Windows 10で注目する新機能/提供形態、導入に対する動向

Q. マイクロソフトは2015年内に、新OS「Windows 10」をリリースする見込みです。Windows 10の主な新機能や提供形態の中で、あなたがアプリ開発/実行環境として注目する項目があれば、いくつでもお選びください。

Windows 10:注目の新機能/提供形態(n=295) Windows 10:注目の新機能/提供形態(n=295)

Q. 業務アプリの開発/実行環境として、あなたはWindows 10の導入(アップグレード)にどの程度興味がありますか?

Windows 10の導入意向(n=294) Windows 10の導入意向(n=294)
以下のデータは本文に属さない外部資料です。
PR #419, opened 2017-04-10
[android] expand horizontal preview view when no ads are displayed

marcelinkaaa:
@gubatron I am expanding the horizontal preview to the width of the screen when no ads on the right side are being loaded, or a user paid for the no-ad version. 
Of course that can be later modified if you set up the logic to fill in our own placement ads. 
Let me know if it works ok for now. Looks good on my devices.


gubatron:
Gracias!

PR #420, opened 2017-04-10
[android] fixes sizing differences in portrait and landscape mode

marcelinkaaa:
Toolbar heigh changes slightly depending on the devices and portrait/horizontal modes. We kept it set at 54dp, which is good but since the height was not adjusting when switched to horizontal mode the toolbar title was not properly aligned with the icons. As shown on the image (nr.1 is what we have, nr.2 is with adjusted height of the toolbar
toolbar_sizing
)


gubatron:
took me a while to see the vertical alignment issue there, awesome one liner fix.

PR #422, opened 2017-04-11
[android] removes status bar on full screen video preview

marcelinkaaa:
@gubatron This removes and restores the status bar in video preview. With status bar visible it was not fully full screen, and it was bugging me a bit :)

 上のグラフ「Windows 10:注目の新機能/提供形態」で一番注目されているのが、「リリース後1年間限定での無償アップグレード提供」で全体の約半数(51.2%)が注目している。多数のクライアントPCを抱える組織の場合、期間限定ではあっても、その期間内に従来のアプリの動作を検証し、問題がなければ無償でOSを移行できるのは大きな魅力といえる。

 一方、下のグラフ「Windows 10の導入意向」では、その数値よりは若干低いが、4割強の人が無償アップグレード期間中におけるWindows 10の導入を考えている。業務アプリの移行コストを低減させるという意味では、アプリの動作が検証できしだい無償のアップグレードが行える期間が設けられたのはよいことだといえる。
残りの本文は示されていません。